Using the data below, copy out all lines with the word "following".

(RECORDED INFORMATION begins)

PR #253, opened 2020-05-29
Use a merge sort for sorting nodes as a stable sort

### LINKED ISSUE #252: Differing union order results between browsers with a custom function
Hi,
We have this concept of cross document querying.  I've created the following as an example: https://codesandbox.io/s/mystifying-lalande-bxh5j?file=/src/App.tsx

We recently came across a scenario where we needed to do a union across these documents but the results are returning in a different order between chrome and firefox.  Now I'm not sure on the rules for the return values order - I noticed in the same document its document order. But I would have thought it should be consistent between browsers.

It's calling the functions in the same order, just the results get re-ordered.
Thanks.

ymor:
Fixes #252 
I added a union benchmark but the timings were all over the place on my machine for both the old and new code.  But generally they were within the same ball park.

Also added some headless browser tests to test the original issue.  Hopefully it wont be too much of a pain to add these to your CI!

### DIFF
--- a/karma.conf.ts
+++ b/karma.conf.ts
@@ -1,0 +1,21 @@
+module.exports = function (config) {
+	config.set({
+		frameworks: ['mocha', 'chai', 'karma-typescript'],
+		files: ['src/**/*.ts', 'test/browsertests.ts'],
+		preprocessors: {
+			'src/**/*.ts': 'karma-typescript',
+			'test/browsertests.ts': 'karma-typescript',
+		},
+		reporters: ['progress'],
+		port: 9876, // karma web server port
+		colors: true,
+		logLevel: config.LOG_INFO,
+		browsers: ['ChromeHeadless', 'FirefoxHeadless'],
+		autoWatch: false,
+		singleRun: true,
+		concurrency: Infinity,
+		karmaTypescriptConfig: {
+			tsconfig: 'test/tsconfig.json',
+		},
+	});
+};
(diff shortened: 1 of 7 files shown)


DrRataplan:
I extended you test a bit to perform a sort over 1k items, with the following test:

```javascript

function setup() {
document = sync(`
    <xml>
        <title>xpath.playground.fontoxml.com</title>
        <summary>This is a learning tool for XML, XPath and XQuery.</summary>
        <tips>
		${new Array(1000).fill('<tip>with some content</tip>')}
        </tips>
    </xml>`);
}

benchmarkRunner.only.addBenchmark(
	'union',
	() => {
		evaluateXPath('//tip | reverse(//tip)', document, domFacade);
	},
	setup
);
```

with your changes:
```
union x 0.44 ops/sec ±3.05% (6 runs sampled)
```
with the old sort:
```
union x 0.15 ops/sec ±2.13% (5 runs sampled)
```

Meaning the new implementation is at least in the same ball-park as the old one, which is nice. The is a test where a lot of sorting is happening in what I think is the worst case for quicksort, but the best case for merge sort. At least we have comparable performance, that's the most important to me.

I'll do some code cleanup and integrate it. Thanks!

ymor:
I guess the better way to solve this would be to handle the tiebreaker a bit better in the actual comparison when two nodes are from different documents.  Just not sure what that tiebreaker could be other than potential alphanumerical sort on name?

DrRataplan:
I think there is no real 'best' tie breaker in this case. Take for example the case where you have two identical nodes in two identical documents. There is no 'stable' way to differentiate between them. That's why we have a tiebreaker that at least creates the same output within the same run. I think the manual sorting improves on that by making it at least stable across browsers.

I feel that this might change though in the future; the order we now have could change to the reverse order, but still the same in all browsers / environments.

I'd say that if someone really feels strongly about the order of results in separate documents, they could always implement their own sorting algorithm to fix up the very last ordering problems.

Nonetheless, I'll integrate the manual sorting for now. Thanks for the PR!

(RECORDED INFORMATION ends)

## RESPONSE TO THIS TASK
We have this concept of cross document querying.  I've created the following as an example: https://codesandbox.io/s/mystifying-lalande-bxh5j?file=/src/App.tsx
I extended you test a bit to perform a sort over 1k items, with the following test:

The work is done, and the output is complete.